Can Foundations take a look at this request, please.

Michael

On 02/07/2017 12:39 PM, Launchpad Bug Tracker wrote:
> bugproxy (bugproxy) has assigned this bug to you for Ubuntu:
>
> -- Problem Description --
> The following upstream patches are needed for Ubuntu to fix a hang situation reported when executing ppc64_cpu --smt=on that occurs with various disk types. We need whichever ones have not yet been pulled into the base.
>
> https://git.kernel.org/cgit/linux/kernel/git/torvalds/linux.git/commit/?id=e57690fe009b2ab0cee8a57f53be634540e49c9d
> https://git.kernel.org/cgit/linux/kernel/git/torvalds/linux.git/commit/?id=0e87e58bf60edb6bb28e493c7a143f41b091a5e5
> https://git.kernel.org/cgit/linux/kernel/git/torvalds/linux.git/commit/?id=135e8c9250dd5c8c9aae5984fde6f230d0cbfeaf
> https://git.kernel.org/cgit/linux/kernel/git/torvalds/linux.git/commit/?id=c02ebfdddbafa9a6a0f52fbd715e6bfa229af9d3
> https://git.kernel.org/cgit/linux/kernel/git/torvalds/linux.git/commit/?id=d1b1cea1e58477dad88ff769f54c0d2dfa56d923
> https://git.kernel.org/cgit/linux/kernel/git/torvalds/linux.git/commit/?id=36e1f3d107867b25c616c2fd294f5a1c9d4e5d09
> https://git.kernel.org/cgit/linux/kernel/git/torvalds/linux.git/commit/?id=71f79fb3179e69b0c1448a2101a866d871c66e7f
>
> The hang problem can be reproduced with the following shell script using
> an NVMe device executed on kernel versions 4.4.0-45 and 4.4.0-59 within
> 30 minutes.
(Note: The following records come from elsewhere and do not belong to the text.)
PR #6426, opened 2018-04-04
Theme: unify ownCloudTheme and Theme classes

ogoffart:
The goal is to avoid confusion described in issue #6422 by removing
duplicates between the Theme and owncloudTheme.

 - Use the about from ownCloudTheme everywhere
 - Create default applicationIcons() and condifFileName() that should work
   everywhere
 - trayFolderIcon was removed as it is not used
 - the helpUrl from the default Theme now points to the owncloud client
   documentation. Before there was no help entry by default for branded
   client if the function was not overriden.
 - Do not merge functions that would otherwise break compatibility with
   theme that did not override them. For example colors or customMedia.

### DIFF
--- a/src/libsync/owncloudtheme.cpp
+++ b/src/libsync/owncloudtheme.cpp
@@ -19,8 +19,6 @@
 #ifndef TOKEN_AUTH_ONLY
 #include <QPixmap>
 #include <QIcon>
-#include <QStyle>
-#include <QApplication>
 #endif
 #include <QCoreApplication>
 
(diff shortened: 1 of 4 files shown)


src/libsync/owncloudtheme.cpp
```diff
@@ -35,63 +33,13 @@ ownCloudTheme::ownCloudTheme()
...
-        //                                   "see <a href=\"https://owncloud.com\">owncloud.com</a> for more info.",
-        //                                   "Top text in setup wizard. Keep short!");
-        return QVariant();
-    } else {
-        return QVariant();
-    }
+    return QVariant();
 }
-
 #endif
```
SamuAlfageme: There's a `#ifndef`/`#endif` based on the same `TOKEN_AUTH_ONLY` wrapping this block already - will it make sense to remove this and [L59](https://github.com/owncloud/client/pull/6426/commits/b615b8ce57f32f052a3fcb43cf95334ac0dd785e#diff-5c233b67dd98ce7e8ea3ffbe0a4b3547R59) macros? Or is it semantically relevant to keep them?

ogoffart: We should keep them, this eases when we sometimes build the cmd client without Qt Gui. (altough this is not officially supported, it works)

It was also reproduced on a 4.8.0-32-generic kernel,
> although it took over 3 hours to manifest.
>
> #!/bin/bash
>
> if [[ ${#} -eq 0 ]]; then
> ${0} breaker &
> while true; do
> dd if=/dev/nvme0n1 bs=1024k of=/dev/null
> done
> elif [[ ${1} == "breaker" ]]; then
> while true; do
> ppc64_cpu --smt=off
> sleep 5
> ppc64_cpu --smt=on
> sleep 5
> done
> fi
>
> ** Affects: ubuntu
> Importance: Undecided
> Assignee: Taco Screen team (taco-screen-team)
> Status: New
>
>
> ** Tags: architecture-ppc64le bugnameltc-146759 severity-critical targetmilestone-inin16041

--
Michael Hohnbaum
OIL Program Manager
Power (ppc64el) Development Project Manager
Canonical, Ltd.

Correction: the hang reproduced by the previous shell script is actually being fixed separately. These commits fix various other problems with NVMe drives and are required as a prerequisite .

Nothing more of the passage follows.